Task to complete → Could you copy every record exactly as it appears?

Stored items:
=======
PR #4049, opened 2023-01-06
Fix duplication of initial block in empty PTE

skogsmaskin:
### Description

There is an issue in the PTE where if you have editor A and editor B, and A deletes all the content, a raise condition may occur:

If client B receives the deletion, and afterwards client A writes in new content - this initial block is duplicated in client B's editor and we risk a duplicate keys error in all clients as the duplicated blocks are already propagated to the document store through patching being done by client B.

The reason this happens is because we had an invalid test for equality between the server value and the editor state in the case where the editor value is longer (array) than the server value. To add to the problem there are also side effects by creating the placeholder block (a non existing block for the user to type into in an empty editor) by text operations which will produce insert patches.

The solution is to fix the equality test defect,  and to create the placeholder block without using operations  (but rather just put it straight to the editor's children) - then patch from anything there  (as opposed to creating that placeholder block by actual transformations / patches).

Related to this I also found an issue with the selection for a local client is not being reset properly when the document is emptied remotely by another client.

I also moved the stored selection in PortableTextEditor  to a ref instead, as we potentially want to use it even in a unmounted component state (we hade some occasional React dev warnings about this debugging the above issue).

### What to review

That the duplication error is no longer reproducible.

### Notes for release
* Fixes a potential raise condition with duplicate keys when an editor deletes all the content of a portable text editor, while other clients are within that document, and then starts to type new content.

### DIFF
--- a/packages/@sanity/portable-text-editor/src/editor/PortableTextEditor.tsx
+++ b/packages/@sanity/portable-text-editor/src/editor/PortableTextEditor.tsx
@@ -32,7 +32,7 @@ import {
 } from '../types/editor'
 import {validateValue} from '../utils/validateValue'
 import {debugWithName} from '../utils/debug'
-import {getValueOrInitialValue, isEqualToEmptyEditor, toSlateValue} from '../utils/values'
+import {getValueOrInitialValue, toSlateValue} from '../utils/values'
 import {KEY_TO_SLATE_ELEMENT, KEY_TO_VALUE_ELEMENT} from '../utils/weakMaps'
 import {FLUSH_PATCHES_DEBOUNCE_MS} from '../constants'
 import {PortableTextEditorContext} from './hooks/usePortableTextEditor'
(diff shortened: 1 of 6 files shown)


packages/@sanity/portable-text-editor/src/editor/PortableTextEditor.tsx
```diff
@@ -255,9 +256,11 @@ export class PortableTextEditor extends React.Component<
     }
     // Sync value from props, but not when we are responding to incoming patches
     // (if this is the case, we sync the value after the incoming patches has been processed - see createWithPatches plugin)
+    const isPristineEditor =
+      !prevProps.value && this.slateInstance.children === this.state.initialSlateEditorValue
     if (
       this.props.value !== prevProps.value &&
-      (!prevProps.value || this.readOnly || !this.props.incomingPatches$)
```
skogsmaskin, line 260: This logic was wrong, because prevProps.value could be `undefined` when someone empties the editor.

We want this to only be true on the initial load when in a collaborative setting.

skogsmaskin (commented):
Added some comments.

ninaandal (approved):
🥳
=======
Written answer →
PR #4049, opened 2023-01-06
Fix duplication of initial block in empty PTE

skogsmaskin:
### Description

There is an issue in the PTE where if you have editor A and editor B, and A deletes all the content, a raise condition may occur:

If client B receives the deletion, and afterwards client A writes in new content - this initial block is duplicated in client B's editor and we risk a duplicate keys error in all clients as the duplicated blocks are already propagated to the document store through patching being done by client B.

The reason this happens is because we had an invalid test for equality between the server value and the editor state in the case where the editor value is longer (array) than the server value. To add to the problem there are also side effects by creating the placeholder block (a non existing block for the user to type into in an empty editor) by text operations which will produce insert patches.

The solution is to fix the equality test defect,  and to create the placeholder block without using operations  (but rather just put it straight to the editor's children) - then patch from anything there  (as opposed to creating that placeholder block by actual transformations / patches).

Related to this I also found an issue with the selection for a local client is not being reset properly when the document is emptied remotely by another client.

I also moved the stored selection in PortableTextEditor  to a ref instead, as we potentially want to use it even in a unmounted component state (we hade some occasional React dev warnings about this debugging the above issue).

### What to review

That the duplication error is no longer reproducible.

### Notes for release
* Fixes a potential raise condition with duplicate keys when an editor deletes all the content of a portable text editor, while other clients are within that document, and then starts to type new content.

### DIFF
--- a/packages/@sanity/portable-text-editor/src/editor/PortableTextEditor.tsx
+++ b/packages/@sanity/portable-text-editor/src/editor/PortableTextEditor.tsx
@@ -32,7 +32,7 @@ import {
 } from '../types/editor'
 import {validateValue} from '../utils/validateValue'
 import {debugWithName} from '../utils/debug'
-import {getValueOrInitialValue, isEqualToEmptyEditor, toSlateValue} from '../utils/values'
+import {getValueOrInitialValue, toSlateValue} from '../utils/values'
 import {KEY_TO_SLATE_ELEMENT, KEY_TO_VALUE_ELEMENT} from '../utils/weakMaps'
 import {FLUSH_PATCHES_DEBOUNCE_MS} from '../constants'
 import {PortableTextEditorContext} from './hooks/usePortableTextEditor'
(diff shortened: 1 of 6 files shown)


packages/@sanity/portable-text-editor/src/editor/PortableTextEditor.tsx
```diff
@@ -255,9 +256,11 @@ export class PortableTextEditor extends React.Component<
     }
     // Sync value from props, but not when we are responding to incoming patches
     // (if this is the case, we sync the value after the incoming patches has been processed - see createWithPatches plugin)
+    const isPristineEditor =
+      !prevProps.value && this.slateInstance.children === this.state.initialSlateEditorValue
     if (
       this.props.value !== prevProps.value &&
-      (!prevProps.value || this.readOnly || !this.props.incomingPatches$)
```
skogsmaskin, line 260: This logic was wrong, because prevProps.value could be `undefined` when someone empties the editor.

We want this to only be true on the initial load when in a collaborative setting.

skogsmaskin (commented):
Added some comments.

ninaandal (approved):
🥳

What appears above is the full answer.